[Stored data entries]
* * *

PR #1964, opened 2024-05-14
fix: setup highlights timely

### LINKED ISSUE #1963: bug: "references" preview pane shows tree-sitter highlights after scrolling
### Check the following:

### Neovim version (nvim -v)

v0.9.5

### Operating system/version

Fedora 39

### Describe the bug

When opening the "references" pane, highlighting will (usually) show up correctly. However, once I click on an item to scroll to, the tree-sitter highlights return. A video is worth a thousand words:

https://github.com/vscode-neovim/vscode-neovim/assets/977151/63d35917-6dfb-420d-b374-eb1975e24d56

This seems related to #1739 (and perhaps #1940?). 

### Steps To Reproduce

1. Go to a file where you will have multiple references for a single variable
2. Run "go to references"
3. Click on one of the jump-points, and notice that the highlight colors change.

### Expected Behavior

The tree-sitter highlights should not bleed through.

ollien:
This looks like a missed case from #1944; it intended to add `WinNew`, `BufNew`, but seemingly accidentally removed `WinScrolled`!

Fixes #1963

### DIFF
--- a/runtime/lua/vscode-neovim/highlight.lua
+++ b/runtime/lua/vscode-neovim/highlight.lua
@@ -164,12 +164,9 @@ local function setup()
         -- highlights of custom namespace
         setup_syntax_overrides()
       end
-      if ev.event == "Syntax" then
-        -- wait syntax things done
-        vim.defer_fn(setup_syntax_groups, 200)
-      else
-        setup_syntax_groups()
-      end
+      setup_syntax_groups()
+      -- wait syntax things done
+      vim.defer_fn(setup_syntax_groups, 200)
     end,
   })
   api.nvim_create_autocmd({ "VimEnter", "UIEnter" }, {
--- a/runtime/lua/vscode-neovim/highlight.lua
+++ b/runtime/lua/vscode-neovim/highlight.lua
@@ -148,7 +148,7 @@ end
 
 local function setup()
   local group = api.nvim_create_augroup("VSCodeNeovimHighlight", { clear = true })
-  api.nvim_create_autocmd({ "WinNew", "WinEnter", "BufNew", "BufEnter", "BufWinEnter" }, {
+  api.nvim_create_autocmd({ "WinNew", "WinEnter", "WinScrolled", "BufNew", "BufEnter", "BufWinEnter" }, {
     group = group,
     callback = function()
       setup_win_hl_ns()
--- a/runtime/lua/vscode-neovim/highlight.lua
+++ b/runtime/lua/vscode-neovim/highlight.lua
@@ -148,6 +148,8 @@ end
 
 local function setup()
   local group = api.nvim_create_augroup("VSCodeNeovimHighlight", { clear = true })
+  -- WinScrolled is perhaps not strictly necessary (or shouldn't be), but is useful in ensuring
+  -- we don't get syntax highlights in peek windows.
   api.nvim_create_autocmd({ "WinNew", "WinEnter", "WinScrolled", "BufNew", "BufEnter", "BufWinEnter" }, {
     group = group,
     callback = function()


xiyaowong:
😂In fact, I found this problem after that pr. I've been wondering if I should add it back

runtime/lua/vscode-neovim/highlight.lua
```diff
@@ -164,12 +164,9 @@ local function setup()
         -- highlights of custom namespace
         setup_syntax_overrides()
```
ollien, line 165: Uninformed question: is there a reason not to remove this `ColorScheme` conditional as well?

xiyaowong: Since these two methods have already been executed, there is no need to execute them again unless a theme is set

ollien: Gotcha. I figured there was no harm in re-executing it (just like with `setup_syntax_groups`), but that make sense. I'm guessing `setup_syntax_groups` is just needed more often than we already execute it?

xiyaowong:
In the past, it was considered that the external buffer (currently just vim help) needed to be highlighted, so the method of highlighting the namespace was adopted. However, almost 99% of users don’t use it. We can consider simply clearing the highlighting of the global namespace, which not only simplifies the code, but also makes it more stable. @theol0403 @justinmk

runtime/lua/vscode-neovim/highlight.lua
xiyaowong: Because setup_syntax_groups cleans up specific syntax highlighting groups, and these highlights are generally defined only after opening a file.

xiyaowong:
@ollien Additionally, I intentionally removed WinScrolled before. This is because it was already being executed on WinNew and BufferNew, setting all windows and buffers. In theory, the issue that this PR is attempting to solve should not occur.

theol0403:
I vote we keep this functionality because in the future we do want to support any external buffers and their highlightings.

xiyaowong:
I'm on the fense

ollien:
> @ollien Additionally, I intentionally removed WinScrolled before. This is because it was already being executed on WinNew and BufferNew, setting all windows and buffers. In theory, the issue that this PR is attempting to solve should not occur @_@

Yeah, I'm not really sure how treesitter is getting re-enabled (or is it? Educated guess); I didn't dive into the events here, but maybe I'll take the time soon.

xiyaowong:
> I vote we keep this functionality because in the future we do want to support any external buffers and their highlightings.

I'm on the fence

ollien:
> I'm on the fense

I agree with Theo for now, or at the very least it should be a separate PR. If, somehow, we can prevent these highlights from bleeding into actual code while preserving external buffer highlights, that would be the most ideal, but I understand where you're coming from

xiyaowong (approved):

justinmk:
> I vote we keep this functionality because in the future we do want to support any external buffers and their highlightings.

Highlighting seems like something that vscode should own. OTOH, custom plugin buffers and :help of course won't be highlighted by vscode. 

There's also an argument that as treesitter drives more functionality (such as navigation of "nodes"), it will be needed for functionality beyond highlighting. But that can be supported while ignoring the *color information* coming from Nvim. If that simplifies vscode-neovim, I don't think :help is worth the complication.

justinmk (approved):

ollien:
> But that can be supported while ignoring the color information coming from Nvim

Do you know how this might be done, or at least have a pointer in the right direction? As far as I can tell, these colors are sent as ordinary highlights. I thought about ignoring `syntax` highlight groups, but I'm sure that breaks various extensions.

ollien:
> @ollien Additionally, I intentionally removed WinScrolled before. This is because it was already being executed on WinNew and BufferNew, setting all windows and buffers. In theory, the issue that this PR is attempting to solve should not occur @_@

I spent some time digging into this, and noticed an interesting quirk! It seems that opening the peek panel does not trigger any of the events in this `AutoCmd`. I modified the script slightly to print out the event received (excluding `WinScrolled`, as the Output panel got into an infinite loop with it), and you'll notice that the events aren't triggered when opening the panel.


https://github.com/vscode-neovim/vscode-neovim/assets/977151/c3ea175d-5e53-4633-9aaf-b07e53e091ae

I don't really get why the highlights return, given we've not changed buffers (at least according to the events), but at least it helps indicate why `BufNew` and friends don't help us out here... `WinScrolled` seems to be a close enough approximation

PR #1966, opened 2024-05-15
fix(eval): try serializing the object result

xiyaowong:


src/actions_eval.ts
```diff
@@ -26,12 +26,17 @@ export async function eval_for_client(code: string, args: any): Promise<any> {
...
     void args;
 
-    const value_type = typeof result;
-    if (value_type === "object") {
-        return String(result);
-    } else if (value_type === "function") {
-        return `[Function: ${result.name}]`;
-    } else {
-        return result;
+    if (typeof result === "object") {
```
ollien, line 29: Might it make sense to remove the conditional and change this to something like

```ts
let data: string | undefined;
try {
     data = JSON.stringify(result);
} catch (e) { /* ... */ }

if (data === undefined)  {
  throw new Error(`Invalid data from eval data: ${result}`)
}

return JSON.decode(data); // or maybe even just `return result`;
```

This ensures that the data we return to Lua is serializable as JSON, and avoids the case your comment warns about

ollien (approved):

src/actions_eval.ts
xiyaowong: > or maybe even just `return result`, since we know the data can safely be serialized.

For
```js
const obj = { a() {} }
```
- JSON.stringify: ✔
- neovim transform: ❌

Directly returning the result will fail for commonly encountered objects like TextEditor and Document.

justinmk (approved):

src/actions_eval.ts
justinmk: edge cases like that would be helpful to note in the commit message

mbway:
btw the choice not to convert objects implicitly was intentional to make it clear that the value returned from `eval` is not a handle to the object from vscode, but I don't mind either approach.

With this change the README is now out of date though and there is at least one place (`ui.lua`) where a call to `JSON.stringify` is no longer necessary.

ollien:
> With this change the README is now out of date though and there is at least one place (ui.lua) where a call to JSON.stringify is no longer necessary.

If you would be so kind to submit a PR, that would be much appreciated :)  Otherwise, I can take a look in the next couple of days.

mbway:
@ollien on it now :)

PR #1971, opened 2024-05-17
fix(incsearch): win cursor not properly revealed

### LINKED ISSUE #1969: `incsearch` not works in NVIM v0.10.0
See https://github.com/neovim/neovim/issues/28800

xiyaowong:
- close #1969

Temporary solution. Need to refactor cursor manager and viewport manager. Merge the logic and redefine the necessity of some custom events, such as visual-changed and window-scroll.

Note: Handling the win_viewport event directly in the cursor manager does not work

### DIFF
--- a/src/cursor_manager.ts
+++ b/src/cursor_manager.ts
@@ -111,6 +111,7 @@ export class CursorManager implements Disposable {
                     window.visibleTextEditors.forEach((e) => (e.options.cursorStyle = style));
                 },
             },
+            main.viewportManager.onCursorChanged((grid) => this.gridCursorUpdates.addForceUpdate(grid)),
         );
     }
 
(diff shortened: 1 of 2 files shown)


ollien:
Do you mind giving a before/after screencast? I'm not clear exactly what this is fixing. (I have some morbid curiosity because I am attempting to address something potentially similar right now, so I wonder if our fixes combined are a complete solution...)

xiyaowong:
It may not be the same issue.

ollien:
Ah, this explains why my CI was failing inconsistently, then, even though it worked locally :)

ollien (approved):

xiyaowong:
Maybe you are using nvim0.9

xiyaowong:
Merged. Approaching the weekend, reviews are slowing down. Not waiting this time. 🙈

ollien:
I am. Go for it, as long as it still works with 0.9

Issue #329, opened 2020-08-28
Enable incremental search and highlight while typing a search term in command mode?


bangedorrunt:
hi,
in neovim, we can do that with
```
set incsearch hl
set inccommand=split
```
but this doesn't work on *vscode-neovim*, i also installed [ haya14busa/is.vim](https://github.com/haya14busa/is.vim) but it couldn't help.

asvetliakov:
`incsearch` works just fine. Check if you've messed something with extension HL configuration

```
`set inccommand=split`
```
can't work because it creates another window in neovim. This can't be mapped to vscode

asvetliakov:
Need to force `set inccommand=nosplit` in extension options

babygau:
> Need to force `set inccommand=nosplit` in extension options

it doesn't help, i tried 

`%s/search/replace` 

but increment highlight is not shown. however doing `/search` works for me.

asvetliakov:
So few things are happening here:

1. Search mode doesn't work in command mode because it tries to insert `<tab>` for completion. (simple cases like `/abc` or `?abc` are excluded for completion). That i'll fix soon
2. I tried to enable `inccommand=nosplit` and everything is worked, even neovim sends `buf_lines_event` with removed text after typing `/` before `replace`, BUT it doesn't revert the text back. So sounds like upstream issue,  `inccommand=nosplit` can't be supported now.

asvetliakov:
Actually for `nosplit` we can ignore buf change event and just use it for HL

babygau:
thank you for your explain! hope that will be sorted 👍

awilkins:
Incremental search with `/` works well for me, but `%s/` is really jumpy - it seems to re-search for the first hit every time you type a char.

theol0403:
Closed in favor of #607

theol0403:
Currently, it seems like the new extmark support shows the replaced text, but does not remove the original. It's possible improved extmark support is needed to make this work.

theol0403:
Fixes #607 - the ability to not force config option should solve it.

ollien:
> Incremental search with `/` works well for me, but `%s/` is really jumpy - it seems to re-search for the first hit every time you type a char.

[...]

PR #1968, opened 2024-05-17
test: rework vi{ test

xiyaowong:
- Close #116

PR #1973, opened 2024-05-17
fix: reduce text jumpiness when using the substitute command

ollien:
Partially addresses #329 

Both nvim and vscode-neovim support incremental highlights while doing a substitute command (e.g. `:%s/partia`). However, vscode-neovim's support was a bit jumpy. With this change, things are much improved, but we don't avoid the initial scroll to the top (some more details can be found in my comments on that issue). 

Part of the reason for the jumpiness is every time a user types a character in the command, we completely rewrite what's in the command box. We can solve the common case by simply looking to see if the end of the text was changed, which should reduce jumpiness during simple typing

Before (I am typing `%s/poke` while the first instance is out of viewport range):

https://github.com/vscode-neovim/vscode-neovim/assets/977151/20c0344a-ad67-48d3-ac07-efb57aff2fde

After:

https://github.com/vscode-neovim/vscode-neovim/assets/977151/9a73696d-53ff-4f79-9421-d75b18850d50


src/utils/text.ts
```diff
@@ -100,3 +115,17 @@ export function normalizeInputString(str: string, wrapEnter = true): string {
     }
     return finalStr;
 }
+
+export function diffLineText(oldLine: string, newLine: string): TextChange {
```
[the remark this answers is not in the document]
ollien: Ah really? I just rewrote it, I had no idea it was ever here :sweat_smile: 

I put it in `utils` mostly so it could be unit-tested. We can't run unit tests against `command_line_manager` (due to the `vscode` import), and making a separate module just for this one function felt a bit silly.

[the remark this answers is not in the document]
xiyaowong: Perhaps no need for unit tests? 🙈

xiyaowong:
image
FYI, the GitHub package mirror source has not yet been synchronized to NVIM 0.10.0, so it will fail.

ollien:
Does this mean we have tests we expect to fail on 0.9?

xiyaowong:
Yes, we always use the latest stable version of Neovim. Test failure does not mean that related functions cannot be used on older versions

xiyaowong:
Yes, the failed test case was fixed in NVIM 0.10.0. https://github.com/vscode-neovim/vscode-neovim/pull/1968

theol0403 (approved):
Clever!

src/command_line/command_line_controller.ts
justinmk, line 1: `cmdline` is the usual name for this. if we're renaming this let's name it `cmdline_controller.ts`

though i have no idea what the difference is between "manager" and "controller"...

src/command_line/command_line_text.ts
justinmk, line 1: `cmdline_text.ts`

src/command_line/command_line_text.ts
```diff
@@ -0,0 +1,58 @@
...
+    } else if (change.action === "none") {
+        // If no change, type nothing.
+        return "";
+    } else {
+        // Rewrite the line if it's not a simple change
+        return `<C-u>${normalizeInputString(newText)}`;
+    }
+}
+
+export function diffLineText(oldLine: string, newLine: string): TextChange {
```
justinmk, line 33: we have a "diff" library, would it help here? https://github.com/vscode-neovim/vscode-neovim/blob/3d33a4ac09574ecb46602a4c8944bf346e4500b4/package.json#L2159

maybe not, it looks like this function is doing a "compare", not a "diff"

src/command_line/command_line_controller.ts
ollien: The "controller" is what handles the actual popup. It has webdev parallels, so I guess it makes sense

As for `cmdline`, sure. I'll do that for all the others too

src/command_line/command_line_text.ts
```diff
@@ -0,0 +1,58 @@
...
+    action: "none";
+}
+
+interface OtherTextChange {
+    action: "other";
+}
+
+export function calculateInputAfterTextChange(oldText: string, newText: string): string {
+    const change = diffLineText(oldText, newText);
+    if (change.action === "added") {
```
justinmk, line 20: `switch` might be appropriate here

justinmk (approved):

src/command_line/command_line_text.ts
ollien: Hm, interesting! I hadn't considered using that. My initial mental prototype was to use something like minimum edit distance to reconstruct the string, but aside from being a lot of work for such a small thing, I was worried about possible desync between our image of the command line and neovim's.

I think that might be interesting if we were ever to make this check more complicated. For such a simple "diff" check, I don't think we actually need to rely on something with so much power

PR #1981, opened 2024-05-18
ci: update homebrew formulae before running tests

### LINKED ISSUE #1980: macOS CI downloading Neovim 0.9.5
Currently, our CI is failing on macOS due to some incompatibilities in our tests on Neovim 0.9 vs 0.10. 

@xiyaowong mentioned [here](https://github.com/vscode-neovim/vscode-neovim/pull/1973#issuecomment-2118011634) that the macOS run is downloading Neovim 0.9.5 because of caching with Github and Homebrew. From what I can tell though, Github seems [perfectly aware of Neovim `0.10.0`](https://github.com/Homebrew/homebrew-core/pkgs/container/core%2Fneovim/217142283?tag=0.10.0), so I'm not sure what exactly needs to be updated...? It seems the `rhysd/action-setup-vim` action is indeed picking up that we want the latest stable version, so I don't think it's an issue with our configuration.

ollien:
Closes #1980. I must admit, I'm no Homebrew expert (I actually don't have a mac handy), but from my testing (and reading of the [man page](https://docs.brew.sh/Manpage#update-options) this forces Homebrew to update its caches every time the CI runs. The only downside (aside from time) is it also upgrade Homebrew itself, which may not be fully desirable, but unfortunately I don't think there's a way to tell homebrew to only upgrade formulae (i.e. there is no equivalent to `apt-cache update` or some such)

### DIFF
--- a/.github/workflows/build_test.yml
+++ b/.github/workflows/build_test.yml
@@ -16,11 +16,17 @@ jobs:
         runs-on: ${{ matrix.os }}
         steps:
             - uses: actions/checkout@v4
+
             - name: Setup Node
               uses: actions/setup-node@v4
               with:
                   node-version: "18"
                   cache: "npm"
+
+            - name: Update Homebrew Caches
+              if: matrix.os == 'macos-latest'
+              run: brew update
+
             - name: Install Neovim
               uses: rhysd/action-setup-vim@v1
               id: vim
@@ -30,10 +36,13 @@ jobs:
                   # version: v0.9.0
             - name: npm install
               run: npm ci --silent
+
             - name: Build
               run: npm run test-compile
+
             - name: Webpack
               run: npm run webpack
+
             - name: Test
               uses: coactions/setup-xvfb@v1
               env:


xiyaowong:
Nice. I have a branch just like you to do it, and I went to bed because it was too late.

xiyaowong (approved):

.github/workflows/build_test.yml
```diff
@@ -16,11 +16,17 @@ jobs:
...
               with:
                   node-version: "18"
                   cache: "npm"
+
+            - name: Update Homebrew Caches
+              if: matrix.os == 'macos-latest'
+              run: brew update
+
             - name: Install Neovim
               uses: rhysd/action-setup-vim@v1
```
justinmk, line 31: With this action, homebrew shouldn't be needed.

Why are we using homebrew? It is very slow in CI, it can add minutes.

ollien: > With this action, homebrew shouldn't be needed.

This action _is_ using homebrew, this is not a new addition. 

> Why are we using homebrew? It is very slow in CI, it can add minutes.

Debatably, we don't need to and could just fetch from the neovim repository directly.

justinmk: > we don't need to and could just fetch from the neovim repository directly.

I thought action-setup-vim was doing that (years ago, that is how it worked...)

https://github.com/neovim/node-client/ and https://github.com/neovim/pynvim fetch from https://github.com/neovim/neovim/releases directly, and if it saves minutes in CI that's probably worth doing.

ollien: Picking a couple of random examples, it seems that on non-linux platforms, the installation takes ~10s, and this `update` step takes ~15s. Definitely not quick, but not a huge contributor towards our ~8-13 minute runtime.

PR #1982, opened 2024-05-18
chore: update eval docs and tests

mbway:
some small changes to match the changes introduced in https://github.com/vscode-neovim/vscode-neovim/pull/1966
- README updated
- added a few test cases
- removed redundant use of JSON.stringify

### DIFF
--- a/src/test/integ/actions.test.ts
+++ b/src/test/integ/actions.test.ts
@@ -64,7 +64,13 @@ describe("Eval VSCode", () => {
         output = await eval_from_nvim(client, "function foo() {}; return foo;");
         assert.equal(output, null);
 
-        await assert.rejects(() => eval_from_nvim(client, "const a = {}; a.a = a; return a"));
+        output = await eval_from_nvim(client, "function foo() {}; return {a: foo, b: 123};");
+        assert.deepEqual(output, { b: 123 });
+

* * *

## [Exercise directions]
For this exercise, please output exactly the lines above starting at the line with "-30,10 +36,13 @@" and ending at the line with "I thought action-setup-vim", ends included.

## [Answer space]
@@ -30,10 +36,13 @@ jobs:
                   # version: v0.9.0
             - name: npm install
               run: npm ci --silent
+
             - name: Build
               run: npm run test-compile
+
             - name: Webpack
               run: npm run webpack
+
             - name: Test
               uses: coactions/setup-xvfb@v1
               env:


xiyaowong:
Nice. I have a branch just like you to do it, and I went to bed because it was too late.

xiyaowong (approved):

.github/workflows/build_test.yml
```diff
@@ -16,11 +16,17 @@ jobs:
...
               with:
                   node-version: "18"
                   cache: "npm"
+
+            - name: Update Homebrew Caches
+              if: matrix.os == 'macos-latest'
+              run: brew update
+
             - name: Install Neovim
               uses: rhysd/action-setup-vim@v1
```
justinmk, line 31: With this action, homebrew shouldn't be needed.

Why are we using homebrew? It is very slow in CI, it can add minutes.

ollien: > With this action, homebrew shouldn't be needed.

This action _is_ using homebrew, this is not a new addition. 

> Why are we using homebrew? It is very slow in CI, it can add minutes.

Debatably, we don't need to and could just fetch from the neovim repository directly.

justinmk: > we don't need to and could just fetch from the neovim repository directly.

I thought action-setup-vim was doing that (years ago, that is how it worked...)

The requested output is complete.